Gdańska policja zatrzymała trzy osoby w związku ze śmiercią noworodka. Dziecko odnaleziono w śmietniku, po tym, gdy 24-letnia kobieta zgłosiła się do szpitala...
"W sobotę po południu otrzymaliśmy informację o tym, że do szpitala (w Gdyni - red.) została przewieziona 24-letnia kobieta, której obrażenia wskazywały na to, że urodziła dziecko. W trakcie prowadzonych czynności policjanci znaleźli zwłoki chłopczyka", podała w poniedziałek oficer prasowa gdyńskiej policji podkom. Jolanta Grunert.
Wyjaśniła, że wykonano oględziny z udziałem prokuratora i biegłego lekarza medycyny sądowej.

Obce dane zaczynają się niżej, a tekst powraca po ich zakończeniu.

PR #478, opened 2018-10-02
Fix issue 395: Drop support for Go v1.10

Geod24:
Just leaving this here, for when the team think it's ready.

### DIFF
--- a/.circleci/config.yml
+++ b/.circleci/config.yml
@@ -43,14 +43,6 @@ jobs:
           name: check formatting
           command: if [[ -n "$(gofmt -l cmd lib)" ]]; then gofmt -l cmd lib; exit 1; fi
 
-  test_go1_10:
-    <<: *defaults
-    steps:
-      - <<: *workspace
-      - run:
-          name: run tests
-          command: SEBAK_LOG_HANDLER=null go test -v -timeout 5m ./...
-
   test_go1_11:
     docker:
       - image: circleci/golang:1.11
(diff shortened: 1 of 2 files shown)


anarcher:
If you want to use go module, you can use `vgo` with go 1.10 (maybe?). 
- https://github.com/golang/vgo

Geod24:
@outsideris : Could you disable "Required" on `ci/circleci: test_go1_10` then ?

anarcher:
IMHO, I would like to wait to `go.1.11.x` . `go1.11` probably has some issues.  ㅋㅋ

outsideris:
I disabled go1.10 required

Geod24:
> IMHO, I would like to wait to `go.1.11.x` . `go1.11` probably has some issues. ㅋㅋ

[Here you go](https://groups.google.com/forum/#!topic/golang-announce/pFXKAfoVJqw)

Geod24:
Actually, it looks like we haven't been running the unittests with v1.10 for a while, since it was using `defaults`, and `defaults` was updated to Go v1.11 🙈

Geod24:
@spikeekips : I don't see anything in the README that needs an update.

spikeekips:
@Geod24 I was confused, I want to say, installation doc in wiki, https://github.com/bosnet/sebak/wiki/SEBAK-Installation-Guide . There are `dep` related things.

Geod24:
@spikeekips : Shouldn't this happen after this PR is merged then ?

spikeekips:
@Geod24 👍

Geod24:
I'm going to merge this now, without the switch to Go modules, because it will already help our CI, which is overloaded. I'll submit another PR for the switch to Go modules.

PR #480, opened 2018-10-02
Add Syncer.SetSyncTargetHeight

anarcher:
### Background
- `Syncer.SetSyncTargetHeight` for setting sync target height. 
-  Consensus handles which height It need to sync talks to syncer by this function. 
- If syncer's pool is not enough to add more works , syncer just keeps this height to `SyncProgress` and then after next check time (0.5sec by default) the syncer try to add more work from current working height  to this height.

### Solution

- Add `pool.TryAdd` for unblocking add 
- Add `SyncProgress` for keeping sync progress

```
type SyncProgress struct {
    StartingBlock uint64 // Block number where sync began
    CurrentBlock  uint64 // Current block number where sync is at
    HighestBlock  uint64 // Highest alleged block number in the chain
}
```

### Possible Drawbacks

- Current, Syncer try to increase  highest height per 0.5 sec, But if Consensus handles it, This increase can be removed. :-) (Because Consensus can handle better than timer based increasing.)

### DIFF
--- a/lib/sync/syncer.go
+++ b/lib/sync/syncer.go
@@ -184,12 +184,13 @@ func (s *Syncer) sync(p *SyncProgress) {
 		}
 	)
 
-	if latestBlockHeight > p.CurrentBlock {
-		currentHeight = latestBlockHeight
+	if latestBlockHeight > currentHeight {
+		startHeight = latestBlockHeight + 1
 	}
-	if currentHeight >= highestHeight {
+	if startHeight > highestHeight {
+		p.StartingBlock = latestBlockHeight + 1
 		p.CurrentBlock = currentHeight
-		log("sync progress skip: current latest height is over than highest (requested) height")
+		log("sync progress skip: start height is over or equal than highest (requested) height")
 		return
 	}
 
--- a/lib/sync/syncer.go
+++ b/lib/sync/syncer.go
@@ -33,6 +33,8 @@ type Syncer struct {
 	ctx        context.Context
 	cancelFunc context.CancelFunc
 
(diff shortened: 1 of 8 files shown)


anarcher:
I need to time to add test for it. `~_~`

lib/sync/syncer.go
```diff
@@ -161,15 +228,15 @@ func (s *Syncer) work(height uint64) {
...
-			s.logger.Info("Done sync work", "height", height)
+			s.logger.Info("done sync work", "height", height)
 		}
 	}
-	s.workPool.Add(ctx, work)
+	return s.workPool.TryAdd(ctx, work)
 }
 
-func (s *Syncer) currBlockHeight() uint64 {
+func (s *Syncer) lastestBlockHeight() uint64 {
```
Charleslee522: How about `lastest` -> `latest` as in consensus? :)

lib/sync/syncer.go
```diff
@@ -91,52 +97,113 @@ func (s *Syncer) Stop() error {
...
 }
 
-func (s *Syncer) work(height uint64) {
+func (s *Syncer) work(height uint64) bool {
 	ctx := s.ctx
 	work := func() {
-		currHeight := s.currBlockHeight()
-		if currHeight > 0 && height <= currHeight {
-			s.logger.Info("This height has already synced", "height", height)
+		lastHeight := s.lastestBlockHeight()
```
Charleslee522: How about `latestHeight := s.latestBlockHeight()`?
`latestBlock` is used in consensus :)

PR #485, opened 2018-10-04
Switch from using dep to using vgo / go modules

Geod24:
Originally part of https://github.com/bosnet/sebak/pull/478 but this PR had other advantages (speeding up the CI, for example) which is why I split it.
I'll ask for reviews when the CI is green.


Geod24:
Weird, it was not working in the previous PR but after I split the change and rebased everything, all looks fine. I guess I must have gotten the detail wrong on the first pass.

@outsideris : You asked if using go modules is recommended. Why yes, in fact go modules don't work inside of `GOPATH` by default!

anarcher:
https://gist.github.com/davecheney/311169ef04e27fe469ca91859af9cdff

PR #3808, opened 2023-04-06
Fix: correct note-map resizing

soulsands:


zadam:
Thanks. I removed the fallback handler, `ResizeObserver` is supported in all modern browsers.

PR #3812, opened 2023-04-07
Fix: disable attribute updating when composing input

soulsands:
GIF 2023-4-7 12-01-33

Keyup events should be ignored in some languages using IME like Chinese, Japanese.

BTW, it's better to share vscode formatting config in github repo that we can avoid formatting change


zadam:
Hi, I tried a different approach and I think this is a simpler fix: https://github.com/zadam/trilium/commit/293573a0cd759f43966f892c178b76245f7d3456

soulsands:
Sure. I didn’t know the isComposing property of input event and confused about using keyup event.

PR #3816, opened 2023-04-08
fix:don't break words for CJK text

soulsands:
Snipaste_2023-04-08_14-53-39

Hi, please consider sharing an format config.


zadam:
I'm using the default IntelliJ formatting.

PR #3848, opened 2023-04-15
chore: dev auto reload

soulsands:
It leverages internel websocket to support frontend auto reloading and uses nodemon to enable backend auto reloading, which ignores frontend files(src/public), generally only reloads when necessarily.
It works fine in server developing, but server reloading not available in electron.


zadam:
I'm not sure esp. on the backend reloading, but let's give it a try.

PR #3862, opened 2023-04-21
perf: minify css

soulsands:
Of little benefit now though


zadam:
Honestly not sure if it's worth it to complicate the build process here.

soulsands:
> Honestly not sure if it's worth it to complicate the build process / expand tooling here.

Me too actualy. Maybe we can leave it open until trilium can benefit from it obviously. It may be useful in the future.

PR #3870, opened 2023-04-23
perf: improve descendant count performance

soulsands:
Hi, I tested it gives the same result as before.

### DIFF
--- a/src/routes/api/note_map.js
+++ b/src/routes/api/note_map.js
@@ -27,8 +27,8 @@ function buildDescendantCountMap(noteIdsToCount) {
 
         return noteIdToCountMap[noteId];
     }
-    noteIdsToCount.forEach((nodeId) => {
-        getCount(nodeId);
+    noteIdsToCount.forEach((noteId) => {
+        getCount(noteId);
     });
 
     return noteIdToCountMap;
--- a/src/routes/api/note_map.js
+++ b/src/routes/api/note_map.js
@@ -3,9 +3,12 @@
 const becca = require("../../becca/becca");
 const { JSDOM } = require("jsdom");
 const NotFoundError = require("../../errors/not_found_error");
+function buildDescendantCountMap(noteIdsToCount) {
+    if (!Array.isArray(noteIdsToCount)) {
+        throw new Error('noteIdsToCount: type error');
+    }
 
-function buildDescendantCountMap() {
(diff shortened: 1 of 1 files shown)


src/routes/api/note_map.js
```diff
@@ -24,12 +27,12 @@ function buildDescendantCountMap() {
 
         return noteIdToCountMap[noteId];
     }
-
-    getCount('root');
+    noteIdsToCount.forEach((nodeId) => {
```
zadam: It's `noteId`, note `nodeId`.

src/routes/api/note_map.js
```diff
@@ -3,9 +3,12 @@
...
 const { JSDOM } = require("jsdom");
 const NotFoundError = require("../../errors/not_found_error");
+function buildDescendantCountMap(noteIdsToCount) {
+    if (!Array.isArray(noteIdsToCount)) {
+        throw new Error('noteIdsToCount: type error');
+    }
 
-function buildDescendantCountMap() {
-    const noteIdToCountMap = {};
+    const noteIdToCountMap = Object.create(null);
```
zadam, line 11: Is there some particular reason to use this instead of `{}`?

soulsands: It just might be a better choice for map semanticly as it's pure empty object, and also it imporves performance in theory.  https://stackoverflow.com/questions/26961544/use-cases-of-object-createnull 

Using new Map maybe even better, But not sure what the cost of being converted to a object, and it would make more code changes.

src/routes/api/note_map.js
soulsands: fixed

src/routes/api/note_map.js
zadam: IMHO the theoretical improvement in performance does not justify that it's very non-idiomatic construct in JavaScript.

soulsands: It’s not that usual, but used by some fundamental frameworks like vue, https://github.com/vuejs/vue/blob/49b6bd4264c25ea41408f066a1835f38bf6fe9f1/src/shared/util.ts#L114.  I thought it’s fine.

zadam: In frameworks it often makes sense to do micro optimizations, the priorities are often different from application code.

PR #3897, opened 2023-05-03
zip export/import improvements

contributor:


src/services/import/zip.js
```diff
@@ -240,12 +240,10 @@ async function importZip(taskContext, fileBuffer, importRootNote) {
             return /^(?:[a-z]+:)?\/\//i.test(url);
         }
 
+        content = removeTrilumTags(content);
+
         content = content.replace(/<h1>([^<]*)<\/h1>/gi, (match, text) => {
-            if (noteTitle.trim() === text.trim()) {
```
zadam, line 244: I would still leave this as a fallback for cases where the HTML files are not coming from Trilium. In such cases this heuristic can filter useless H1s, even if it's not perfect ...

contributor: Ok, brought the line back and updated my PR. This will also make export format backward compatible with previous version (without data-trilium-* atrributes).

I think in the future there should be a warning after import process finished if export version changed, that says something like: hey, you imported zip from older version of trilium, look at imported notes and make sure that everything is imported as expected.

PR #3900, opened 2023-05-04
Allow update of attribute fields isInheritable, position; enable generated etapi client

mm21:
This PR allows etapi clients to update attribute fields isInheritable and position. I'm developing a Python library for working with Trilium and this will enable idiomatic management of attributes: the user simply maintains a Python list of attributes, and positions are automatically calculated. Therefore this is the most important part of the PR; the others I can work around, even if I have to hack up generated code.

The other changes enable etapi clients to be generated using openapi-generator. I've generated the python-nextgen client and verified all CRUD operations for notes, attributes, and branches. 

The most sensitive change is adding attributeId/branchId path parameters to postAttribute/postBranch. I realize this may unfortunately break existing clients, but this is a requirement for OpenAPI - all methods need to take the same path parameters. See [https://swagger.io/docs/specification/describing-parameters/#path-parameters](https://swagger.io/docs/specification/describing-parameters/#path-parameters):

> Also remember to add required: true, because path parameters are always required.

The etapi.openapi.yaml changes are to fix validation errors:

- Required fields of Attribute and Branch removed: these schemas are also used for patch wherein those fields can't be updated; generated model then fails validation when it's instantiated
- Pass charset in response content-type: the content-type in Trilium's response is used as a dictionary key, so it needs to match exactly what's provided in the yaml
- Python's built-in regex module doesn't recognize unicode property escapes (\p{L}, \p{N}), so replaced them with more standard character classes (this wouldn't be a big deal for me to just change locally)
- - Wondering if this should be less strict to be safe, say [^\s]+
- Allow underscore in EntityId for branches
- Allow negative timezone offsets

For reference, here's the command I used to generate a Python client: (many other languages are supported)

`openapi-generator-cli generate -i etapi.openapi.yaml -g python-nextgen -o ./etapi-client --additional-properties packageName=etapi_client --additional-properties projectName=etapi-client`

### DIFF
--- a/src/etapi/attributes.js
+++ b/src/etapi/attributes.js
@@ -17,7 +17,8 @@ function register(router) {
         'type': [v.mandatory, v.notNull, v.isAttributeType],
         'name': [v.mandatory, v.notNull, v.isString],
         'value': [v.notNull, v.isString],
-        'isInheritable': [v.notNull, v.isBoolean]
+        'isInheritable': [v.notNull, v.isBoolean],
+        'position': [v.notNull, v.isInteger]
     };
 
     eu.route(router, 'post' ,'/etapi/attributes', (req, res, next) => {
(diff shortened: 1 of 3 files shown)


mm21:
I'll go ahead and split this into 2 PRs and then close this one.

Issue #3882, opened 2023-04-28
(Feature request) customize search engine


Nriver:
### Describe feature

Today, a user complained to me that the default search engine in Trilium is duckduckgo, which is blocked in China. It would be beneficial if we could customize the search engine to use alternatives such as bing or baidu for searching messages.

Also, I believe it would be intriguing to send the message to my personal ChatGPT bot. Given its impressive capabilities, connecting Trilium and ChatGPT in some manner would be a fascinating prospect.

zadam:
A configurable search engine is possible, but perhaps not the highest priority. Should be relatively easy as a contribution, though.

Basically there would be a new "options" row and UI in Options where you can define a template like `https://duckduckgo.com/?q={keywords}` with perhaps few predefined options.

Regarding ChatGPT, such integration seems very vendor specific. It looks more like a use case for custom widgets / scripting.

sigaloid:
> I'm confused. We can search the internet from within Trilium? How do we do that?

In the desktop app, you can select text and it suggests to search in a search engine. 

![image](https://user-images.githubusercontent.com/69441971/235509279-b29a8e9f-bc3e-48ce-aa0a-6f9c58e8cf28.png)

Nriver:
@meichthys The search engine url is currently hard-coded to duckduckgo.

The user I said is just one of the Chinese users who is using the Chinese version of Trillium that I made with the trilium-translation project.

Nriver:
Closing for https://github.com/zadam/trilium/pull/3901

PR #3901, opened 2023-05-04
customize search engine

Nriver:
related issue #3882

### DIFF
--- a/src/public/app/widgets/type_widgets/options/other/search_engine.js
+++ b/src/public/app/widgets/type_widgets/options/other/search_engine.js
@@ -1,0 +1,73 @@
+import OptionsWidget from "../options_widget.js";
+
+const TPL = `
+<div class="options-section">
+
+
+    <h4>Search Engine</h4>
+    
+    <p>Custom search engine requires both a name and a URL to be set. If either of these is not set, DuckDuckGo will be used as the default search engine.</p>
+    
+    <form class="sync-setup-form">
+        <div class="form-group">
+            <label>Predefined search engine templates</label>
+            <select class="predefined-search-engine-select form-control">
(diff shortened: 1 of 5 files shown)


src/public/app/widgets/type_widgets/options/other/search_engine.js
```diff
@@ -0,0 +1,73 @@
...
+</div>`;
+
+const SEARCH_ENGINES = {
+    "Bing": "https://www.bing.com/search?q={keyword}",
+    "Baidu": "https://www.baidu.com/s?wd={keyword}",
+    "Duckduckgo": "https://duckduckgo.com/?q={keyword}",
+    "Google": "https://www.google.com/search?q={keyword}",
+}
+
+export default class SearchEngineOptions extends OptionsWidget {
```
soulsands, line 46: this feature only works in desktop build. Runtime should be checked here.
```
 isEnabled() {
        return super.isEnabled() && utils.isElectron();
    }
```

Nriver: You are right. The check has been added.

soulsands:
These two options can be add to defaultOptions, similar to this commit    [  src\services\options_init.js  ](https://github.com/zadam/trilium/commit/6f238f5f1aec7dac83ca1e69441c66e06e220928)

Nriver:
> These two options can be add to defaultOptions, similar to this commit [ src\services\options_init.js ](https://github.com/zadam/trilium/commit/6f238f5f1aec7dac83ca1e69441c66e06e220928)

Thanks! This prevents the bug with undefined values.

zadam:
Thanks!

PR #3908, opened 2023-05-05
Allow etapi to update attribute fields isInheritable, position

mm21:
This PR allows etapi clients to update attribute fields isInheritable and position. I'm developing a Python library for working with Trilium and this will enable idiomatic management of attributes: the user simply maintains a Python list of attributes, and positions are automatically calculated. 

Branches already support updating position, and isInheritable is allowed for attribute creation, so this seems to be a mere oversight.

### DIFF
--- a/src/etapi/attributes.js
+++ b/src/etapi/attributes.js
@@ -17,7 +17,8 @@ function register(router) {
         'type': [v.mandatory, v.notNull, v.isAttributeType],
         'name': [v.mandatory, v.notNull, v.isString],
         'value': [v.notNull, v.isString],
-        'isInheritable': [v.notNull, v.isBoolean]
+        'isInheritable': [v.notNull, v.isBoolean],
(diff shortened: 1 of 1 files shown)


src/etapi/attributes.js
```diff
@@ -40,7 +41,9 @@ function register(router) {
     });
 
     const ALLOWED_PROPERTIES_FOR_PATCH = {
-        'value': [v.notNull, v.isString]
+        'value': [v.notNull, v.isString],
+        'isInheritable': [v.notNull, v.isBoolean],
```
zadam: `isInheritable` should be removed from PATCH. If you need to change this flag, you need to delete the attribute and create a new one with the desired value.

attribute type, name and isInheritable are considered immutable after creation and a lot of code relies on that.

mm21: Fixed. Thanks for the background, that requirement will be pretty easy to accommodate.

Rzeczniczka Prokuratury Okręgowej w Gdańsku prok. Grażyna Wawryniuk dodała, że w związku ze śmiercią noworodka zatrzymano trzy osoby: 24-latkę (prawdopodobnie matkę dziecka) oraz dwoje członków jej rodziny.
Zaznaczyła, że kobieta zgłosiła się do szpitala z bólami. Lekarz stwierdził, że mogło dojść do porodu. "Kobieta wskazała funkcjonariuszom miejsce ukrycia zwłok, był to śmietnik", przekazała Wawryniuk.
Prokurator zadecydował o przewiezieniu ciała noworodka na sekcję zwłok.